Как бы я снимал про Крым? Думаю, я бы ушел от голивудской блокбастерной схемы. Присоединение Крыма было слишком крупным и слишком недавним событиям, так что запихивание его в три акта с протагонистом-антагонистом, инициирующим событием, кульминационной дракой в конце и прочей механикой из американских учебников будет неизбежно ощущаться как неправда.
Я бы даже не стал ставить в центр героя с какой-нибудь там несчастной историей любви, которая своей банальностью неизбежно заглушит все живое.
Помните, как Набоков рассказывал американским студентам про русскую литературу? Он зажигал лампочки в темной аудитории. Одна лампочка— Пушкин. Вторая — Гоголь, третья— Тургенев. А потом отдергивал портьеру и распахивал окно, впуская весь воздух и весь солнечный свет разом: а вот это Толстой!
Крым был точно таким же событием, огромным и радостным, и обкорнать его до истории любви Васи и Маши- простите... Может, я делал бы как Феллини. Впечатления, картинки глазами героя-наблюдателя. Советское детство героя, солнечный пирс, алые флаги, девочка в сандалях, пахнет солнцем и полынью. Может, призраки прошлого: дача Волошина, Набоков перед эмиграцией, да тот же Толстой, лежащий, как Николай Ростов, на лафете пушки. Глядящий, как князь Андрей, в южное небо. Потом девяностые, погружение в темноту, смутное, тревожное, и выныривание обратно наверх— в свет, в 2014. Герой с лавочки во дворе поднимает голову, видит вертолеты, косяком летящие к южной границе: «не может быть». И последний кадр, смыкаясь с первым, растворится в свете на том же самом пирсе.
Может, пошел бы как Белль в «Бильярде в половине десятого». Три поколения, сага: дед защищал Крым от красных, сын был в ЧК, в МГБ-КГБ, внук, командир «вежливых людей», а может, дипломат— возвращал.
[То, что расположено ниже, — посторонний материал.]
PR #184, opened 2026-07-13
Batch effect analysis

SBose-12:
Summary
- Consolidates the ISPY2 batch-effect investigation (5 analysis scripts, 6 sbatch launchers, write-up) into one clean set of commits on main, organized under scripts/batch_effect/.
- Copies all input CSVs to shared, group-readable storage (/gpfs/data/karczmar-lab/vanguard/batch_effect_inputs/, md5-verified) so the analysis is reproducible off personal/scratch paths.
- Fixes two reproducibility bugs found before handoff: sbatch launchers hardcoded a personal home-directory python path, and the PCA script's usage docstring pointed at a personal workspace path — both now use the repo's shared conventions.

Key finding: a strong, scanner-driven batch effect exists in ISPY2 vessel features (AUC up to 0.92 predicting scanner from features alone), but it's orthogonal to pCR outcome, so it's nuisance variance rather than a leakage shortcut. Full write-up in docs/resampling_batch_effects.md.

### DIFF
--- a/AGENTS.md
+++ b/AGENTS.md
@@ -64,3 +64,10 @@ Derived outputs should go in clearly named output folders with enough provenance
 If `agents.local.md` exists, read it after this file.
 
 `agents.local.md` is for personal preferences, student-specific context, and temporary working notes. It should not be committed.
+
+## Data Visualization Guidelines
+- Use color only to encode information, not for decoration.
+- If all bars represent the same type of data, use a single, consistent color.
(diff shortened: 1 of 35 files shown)


annawoodard (approved):
Thank you!!! The purpose of this PR is just to get the code into the repo so Aakrithi can take over, so I'm not doing a full review. Any vestiges we'll clean up at the end of the summer

PR #187, opened 2026-07-16
Contrast-forecasting SSL pretraining - voxel/segment/junction [draft]

spencervenancio:
Self-supervised contrast-forecasting pretext task (adapts [Tang et al. ICLR 2022](https://arxiv.org/abs/2104.08336)) wired for all three graph structures. Stacked on to `feat/implement-new-graphs` it depends on its node-mode refactor, so this PR targets that branch, not `main`.

Validated end-to-end on Duke placeholder skeletons for all three modes. This is plumbing only, not a result (baselines are not strong enough,  and the data is just a placeholder). 33 pretrain + existing GNN tests pass.

Draft: step 2 (model Improvements) and normalization/eval (step 3) still to come.


annawoodard (commented):
@spencervenancio This is very impressive work!!! You came up with a strong idea, and the implementation is thoughtful.

 I especially like that you implemented `PerNodeForecaster` to answer the question: "Does vascular connectivity help forecast contrast, or can each node's own past curve explain its future just as well?" That's exactly the right ablation for testing whether the model is learning something specifically graph-based. I also like the simple persistence and temporal-mean baselines. Together, these give us clear tests of whether the forecasting task is learnable and whether the graph actually contributes.

I found three issues to address before we apply it to the UChicago cohort.

 ### 1. Small masked_mae correctness issue

`masked_mae` says that it accepts a mask that's broadcastable to the prediction shape, but it calculates the denominator before broadcasting the mask. For predictions shaped (nodes, timepoints) and a mask shaped (nodes, 1), the mask is applied across all timepoints in the numerator, while mask.sum() counts each valid node only once. The loss is therefore inflated by the number of timepoints.

If every experiment uses the same forecast horizon and mask shape, this is only a constant scaling factor and probably won't materially affect model rankings or Adam optimization. It could matter when horizons or masks differ, when this loss is combined with another objective, or when its absolute value controls early stopping or gradient clipping. A CPU mask will also fail when the predictions are on a GPU.

The fix should be small: move the mask to the error tensor's device and dtype, explicitly broadcast it to the error_s full shape, and use that broadcasted mask for both the numerator and denominator:

```
  mask = torch.broadcast_to(
      mask.to(device=abs_err.device, dtype=abs_err.dtype),
      abs_err.shape,
  )
```

### 2. Self-supervised pretraining shouldn't require pCR labels

The self-supervised input path currently requires a pCR-label CSV and a label for every case, even though the label is discarded before forecasting training. This prevents us from using the large unlabeled `uc-uf-pretrain` cohort, which is the main reason to use self-supervised learning. Please decouple pretraining graph construction from `data.y` so that clinical labels aren't required for pretraining cases.

### 3. Preserve the UChicago temporal and enhancement contract

#### Physical time is loaded but dropped before training

The existing data loader already reads `ufast_times_seconds.npy` and constructs a valid physical time axis. The regular kinetic features use it to calculate arrival time, slopes, and AUC.

The pretraining path, however, attaches only `data.node_series`. `ForecastGraph` contains `x_seq`, `target `, and  `edge_index`, but no acquisition times. The GRU therefore treats adjacent frames as equally spaced.

  For example:

  Exam A: 0, 3, 6, 9, 12 seconds
  Exam B: 0, 6, 12, 18, 24 seconds

 The model sees both as frames 0, 1, 2, 3, 4, even though their physical enhancement rates differ. It learns change per frame rather than change per second.

This matters in our data. UFAST sampling is generally regular within each sustained acquisition block, but cadence differs substantially between exams, and there are intentional gaps around contrast administration, here are stats for our pCR dataset:

  - In 178/180 valid exams, intervals within the sustained post-transition acquisition block are stable to within 1% of that exam_s median cadence.
  - In 179/180 exams, the interval after the five baseline frames is substantially longer than the regular cadence. Another 106 exams have a second prolonged interval immediately afterward.
  - Median cadence varies from 3.10 to 10.67 seconds between exams, a 3.4-fold difference. The cohort median is 6.47 seconds.
  - Consequently, five consecutive regularly sampled frames can span approximately 12.4_42.7 seconds, depending on the exam.

A model that receives only frame indices treats a 3-second step, a 10-second step, and a 60-second protocol gap as equivalent. It can therefore conflate acquisition protocol with physiology.

Please carry the physical time axis into `ForecastGraph` and provide elapsed time or delta t to the temporal model. If the target times vary, the decoder should also know the times at which it's being asked to predict.

  #### The current window can discard most UFAST frames

`split_forecast_window` always uses the first `input_len + target_len` frames and ignores everything afterward.

With input_len=3 and target_len=2, only five frames contribute, even if the exam contains dozens. More importantly, the first five UChicago frames are all baseline. With the current default, the model would learn to forecast baseline signal rather than contrast arrival.

We should allow the full UFAST curve to contribute. Possible strategies include sliding windows, sampled forecast cutoffs, variable-length prefixes with masks, or windows chosen to span baseline, wash-in, peak, and washout.

I'd start by sampling different valid forecast cutoffs during training. This lets the model use the full sequence and adds useful stochasticity. We should make sure the sampling policy represents the important kinetic portions of the curve rather than generating mostly baseline or plateau examples.

  #### Use the UChicago baseline convention

  The current node-series code subtracts frame 0:

```
  curve - curve[0]
```

  Our UChicago contract instead uses:

  - The mean of the five protocol-defined baseline frames.
  - Relative signal change, (S(t) - S0) / S0.
  - Physical acquisition time in seconds.

The regular kinetic-feature path already follows this contract, but pretraining currently bypasses it.

I wouldn't z-score each curve because that would remove meaningful enhancement amplitude. I also wouldn't normalize each timepoint independently because that would obscure the dynamics we're trying to learn. A single baseline-relative transformation preserves the temporal shape and relative enhancement amplitude while reducing arbitrary scanner intensity scale.

Please have the pretraining path use `baseline_frame_count` and `relative_enhancement` from the same metadata as the regular kinetic-feature path.

  So, the full temporal/enhancement fix is:

  1. Apply the cohort's baseline and relative-enhancement contract.
  2. Carry physical timestamps into the forecasting objects.
  3. Condition the model on elapsed time.
  4. Use windows or masks that allow the full UFAST series to participate.

 After these changes, the next steps toward the full pipeline are batched GPU training over uc-uf-pretrain, checkpoint saving, and a defined method for transferring the pretrained encoder into the pCR model. To measure the benefit of pretraining, we'll compare it against the identical downstream architecture initialized randomly and trained with the same splits and settings.

spencervenancio:
### 1. Small masked_mae correctness issue

Fixed in [eedace0](https://github.com/dsi-clinic/vanguard/pull/187/commits/eedace0de4b10fe0a056f63c0776c8efa9f85ba5). Moved the mask onto the error tensor's device/dtype and `torch.broadcast_to` it to `abs_err.shape` once, then used that single tensor for both numerator and denominator — so a `(N, 1)` mask over `(N, target_len)` predictions no longer inflates the loss by `target_len`, and a CPU mask now applies to a CUDA prediction instead of raising. Added a regression test asserting the `(N, 1)` mask equals its expanded `(N, target_len)` form (scores 6.0, was 12.0 pre-fix) plus a CPU-mask/CUDA-pred test. Good catch, thank you!

### 2. Self-supervised pretraining shouldn't require pCR labels

Done in [f9d6250](https://github.com/dsi-clinic/vanguard/pull/187/commits/f9d62502c734c37fb3983dc98df912ca3425578f). Decoupled forecasting graph construction from `data.y`: `_finalize_data` sets `data.y` only when a label is present, and `_build_case` / `build_case_data` / `_attach_node_features` / `discover_forecast_tasks` now take `label` / `labels_path` as optional (`--labels-path` is optional on the CLI). Label-free cases build a full forecasting graph with no `data.y`; the classification path always passes a label, so it's byte-for-byte unchanged. The one place the label was actually used — the `pcr_dummy` leak-canary node feature — now raises loudly if requested without a label rather than silently. This unblocks `uc-uf-pretrain`.

### Preserve the UChicago temporal and enhancement contract

Implemented across three commits, matching the four-step contract you laid out:

**Baseline / relative-enhancement ([9375fb8](https://github.com/dsi-clinic/vanguard/pull/187/commits/9375fb8254ce0f61ebc60fe4f433ec501e87834d)).** Extracted the curve $\rightarrow$ enhancement transform into `gnn.kinetics.baseline_relative_curve` as the single source of truth; the pretraining node-series now goes through it with the case's `baseline_frame_count` + `relative_enhancement` (mean-of-baseline-frames S0, `(S-S0)/S0`), same as the kinetic path. Segments reference per-voxel then average (nonlinear under relative enhancement, so this matches the kinetic segment path). Legacy `bfc=1`/absolute reduces exactly to the old `curve - curve[0]`, so only real UChicago metadata changes behavior.

**Physical time carried + model conditioned ([e07d4b4](https://github.com/dsi-clinic/vanguard/pull/187/commits/e07d4b4b73647e086b7a300bedf90d27b7fb2965)).** `_build_case` attaches `data.node_times` (the same `time_axis` the kinetics path uses); `ForecastGraph` now carries `input_times`/`target_times`. The encoder appends each input frame's elapsed seconds as a $\Delta t$ channel, and the decoder is time-conditioned — it predicts "enhancement at $+\tau$ seconds" and knows the target query times (which vary per window). A more principled time aware *recurrence* (GRU-D) is noted in #200.

**Full UFAST curve participates ([bca45d5](https://github.com/dsi-clinic/vanguard/pull/187/commits/bca45d5a7168e029f421d6421c52acafaa1a76ad)).** Replaced the single leading window with non-overlapping tiling (similar to Tang et. al.) over the post-baseline region: the bulk of the flat baseline is dropped as windows (kept only for S0, plus ~1 frame as wash-in onset context), each case yields multiple tiles, and times are rebased per tile so tiles carry their real cadence. The train/val split is patient-level (all of a case's tiles on one side) to avoid subject leakage.

Everything here is implementation + unit tests on synthetic data — no real-data validation yet (UChicago pipeline still pending). Horizon is defaulted to a placeholder `2/2` with a horizon-validation sweep recorded as committed follow-up.

annawoodard (approved):
@spencervenancio Thank you! this is great work. You addressed all three parts of my review carefully and thoroughly: `masked_mae` now handles broadcasting and device placement correctly, pretraining no longer requires pCR labels, and the forecasting path now preserves the UChicago baseline-relative enhancement convention, physical acquisition times, and the postcontrast dynamics across the full curve. I especially appreciate that you didn't just patch the immediate issues; you created shared abstractions, time-conditioned the model, and kept each case's windows together during splitting. This was a substantial amount of work, and you handled it thoughtfully. The fixes address my concerns. Great job!

PR #189, opened 2026-07-17
A the dataset adapter in graph extraction's discovery seam (Step 4a in Modularization)

SBose-12:
## Summary
- Part of the multi-dataset modularization (Step 4/6 — see `cohorts/README.md`).
- Adds an optional `adapter: DatasetAdapter | None` parameter to `graph_extraction.pipeline.run_study_pipeline`.
- When an adapter is provided, per-timepoint segmentation discovery routes through `adapter.load_segmented_timepoints()` and MIP-only visualization flipping through `adapter.viz_flip_spec`, instead of the hardcoded MAMA-MIA function/constant.
- When `adapter=None` (every current caller), behavior is byte-for-byte unchanged — this is purely an additive seam, not a behavior change.
- Adds `DatasetAdapter.load_segmented_timepoints` to `cohorts/base.py` (delegates to the existing MAMA-MIA discovery function by default).

## Test plan
- [x] `pytest -q` — 134 passed / 2 skipped (2 pre-existing `torch_geometric` skips, unrelated)
- [x] `ruff check` / `ruff format` clean
- [x] Rebased onto current `main`; verified no behavior change on the `adapter=None` path
EOF
)"

PR #190, opened 2026-07-17
Adopt the dataset adapter in the segmentation stage's seams(Step 4b of Modularization)

SBose-12:
## Summary
- Part of the multi-dataset modularization (Step 4/6 — see `cohorts/README.md`). Stacked on #189 (Step 4a) — review that PR first; this diff only adds the segmentation-stage changes on top.
- Adds an optional `adapter: DatasetAdapter | None` parameter through `segmentation/batch_segmentation.py`'s pipeline (`preprocess_image`, `build_output_path`, `preprocess_parallel`, etc.):
  - Geometry reorientation comes from `adapter.preprocess()` instead of the hardcoded MAMA-MIA axis transform when an adapter is given (UChicago ships already-oriented data and overrides this to a pass-through).
  - The output `source` directory comes from `adapter.case_dataset_name()` instead of the `case_id.split("_")[0]` prefix heuristic.
- When `adapter=None` (every current caller), both paths are byte-for-byte unchanged.
- Includes the **UChicago RAS→LAI orientation fix** in `cohorts/uchicago.py` (`UChicagoDataset.preprocess`): converts SimpleITK's `(z, y, x)` order to the vessel model's `(y, x, z)` without re-applying MAMA-MIA's anatomical flip, since UChicago's manifest images are already reoriented upstream by HFDP. Two earlier attempts (identity pass-through, and a header-derived flip that silently mirrored left/right) are documented in `cohorts/README.md` so they aren't re-derived. Verified quantitatively against BreastDivider ground truth: mean breast Dice 0.902 (correct) vs. 0.174 (mirrored) vs. 0.419 (pass-through).

## Test plan
- [x] `pytest -q` — 134 passed / 2 skipped
- [x] `ruff check` / `ruff format` clean
- [x] Rebased onto current `main`; `adapter=None` path unchanged
- [x] `scripts/validate_uchicago_orientation.py` (job 12894139) — quantitative orientation check vs. ground truth
EOF
)"

### DIFF
--- a/cohorts/README.md
+++ b/cohorts/README.md
@@ -59,20 +59,25 @@ Genuinely different, so it overrides the handful of methods that differ:
 `load_labels()`, and `load_folds()` are all **manifest-driven** (read from a CSV,
 including a `phase_files` list per row); it sets `default_split_policy =
 "provided"` (ships patient-grouped folds) and `report_by = "dataset"`
-(sub-source breakdown). `preprocess()` is a **documented pass-through** — the
-manifest's phase files are already preprocessed upstream (`policy_name =
-hfdp_t1_v1`), so no repo-side transform is applied (and, importantly, the base
-MAMA-MIA orientation transform is *not* used, which would be wrong here). The
-181-exam student manifest lives at
+(sub-source breakdown). `preprocess()` flips array axes 0 and 2 and then applies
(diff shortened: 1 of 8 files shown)


SBose-12:
"Folding into #192  as a single integration PR per Anna's request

Три оси, и куча маленьких историй — вокруг.
Может, и проще, просто серия новелл, как «сука-любовь», или там Джармуш, кому что.
И чтобы у них, никак друг с другом не свящанных, был один общий момент, одна точка синхронизации— возвращение Крыма.
Крым- это не личная история, она— космическая, многополярная. Она про то, как миллионы обстоятельств разом сошлись в одной точке. А потом, уже постскриптумом, точно также разошлись.
Это не блокбастер, не трагическая история про просранный Вьетнам, просранный Дюнкерк или раздутый до небес Перл Харбор. Это именно что Толстой. То самое распахнутое навстречу солнцу окно, перед которым мы стоим до сих пор.